**Saved entries**
======

PR #462, opened 2017-12-14
Bugfix/zcs 3809

rupalid:
ZCS-3809

Added the new libraries requiredd for JWT.

Currently have 2 version of jackson libraries. This is temporary.  Will open a new bug to have a single version of jackson library, resolve compilation errors and unit test failures.

This fix is only so that we can create a fix from JWT branch


shrikant-prasad:
need to raise new PR after taking latest feature/jwt branch code as many changes not specific to this fix have come up in this PR.

PR #463, opened 2017-12-14
ZCS-3258: add null check for empty soap context

shrikant-prasad:
add null check for empty soap context


shrikant-prasad:
@ykomiyam handled that code too.

PR #469, opened 2017-12-22
ZCS-2655:Updating unit test to include different timezones

sneha-patil-synacor:
In extent to https://github.com/Zimbra/zm-mailbox/pull/466

ant test-all passed

### DIFF
--- a/store/src/java-test/com/zimbra/cs/mailbox/calendar/AllDayAcceptInstanceTest.java
+++ b/store/src/java-test/com/zimbra/cs/mailbox/calendar/AllDayAcceptInstanceTest.java
@@ -1,5 +1,6 @@
 package com.zimbra.cs.mailbox.calendar;
 
+import java.io.File;
 import java.util.ArrayList;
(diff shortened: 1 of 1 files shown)


store/src/java-test/com/zimbra/cs/mailbox/calendar/AllDayAcceptInstanceTest.java
```diff
@@ -93,13 +109,125 @@ public MailSender getMailSender() {
...
+        System.out.println(testName.getMethodName());
+        MailboxTestUtil.clearData();
+    }
+
+    /*
+     * Test with organizer timezone GMT+
+     * In this case GMT+5:30 Asia/Kolkata
+     */
+    @Test
+    public void testZCS2655PositiveTimeZone() throws Exception {
```
fatkudu: I assume large chunks of this test are the same as the next one.  Would be good to share code as much as possible to ensure they stay in sync and make it clear exactly what the differences are.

======

**Work task**
Print all of the entries exactly as they are written.

**Result of this exercise**
PR #462, opened 2017-12-14
Bugfix/zcs 3809

rupalid:
ZCS-3809

Added the new libraries requiredd for JWT.

Currently have 2 version of jackson libraries. This is temporary.  Will open a new bug to have a single version of jackson library, resolve compilation errors and unit test failures.

This fix is only so that we can create a fix from JWT branch


shrikant-prasad:
need to raise new PR after taking latest feature/jwt branch code as many changes not specific to this fix have come up in this PR.

PR #463, opened 2017-12-14
ZCS-3258: add null check for empty soap context

shrikant-prasad:
add null check for empty soap context


shrikant-prasad:
@ykomiyam handled that code too.

PR #469, opened 2017-12-22
ZCS-2655:Updating unit test to include different timezones

sneha-patil-synacor:
In extent to https://github.com/Zimbra/zm-mailbox/pull/466

ant test-all passed

### DIFF
--- a/store/src/java-test/com/zimbra/cs/mailbox/calendar/AllDayAcceptInstanceTest.java
+++ b/store/src/java-test/com/zimbra/cs/mailbox/calendar/AllDayAcceptInstanceTest.java
@@ -1,5 +1,6 @@
 package com.zimbra.cs.mailbox.calendar;
 
+import java.io.File;
 import java.util.ArrayList;
(diff shortened: 1 of 1 files shown)


store/src/java-test/com/zimbra/cs/mailbox/calendar/AllDayAcceptInstanceTest.java
```diff
@@ -93,13 +109,125 @@ public MailSender getMailSender() {
...
+        System.out.println(testName.getMethodName());
+        MailboxTestUtil.clearData();
+    }
+
+    /*
+     * Test with organizer timezone GMT+
+     * In this case GMT+5:30 Asia/Kolkata
+     */
+    @Test
+    public void testZCS2655PositiveTimeZone() throws Exception {
```
fatkudu: I assume large chunks of this test are the same as the next one.  Would be good to share code as much as possible to ensure they stay in sync and make it clear exactly what the differences are.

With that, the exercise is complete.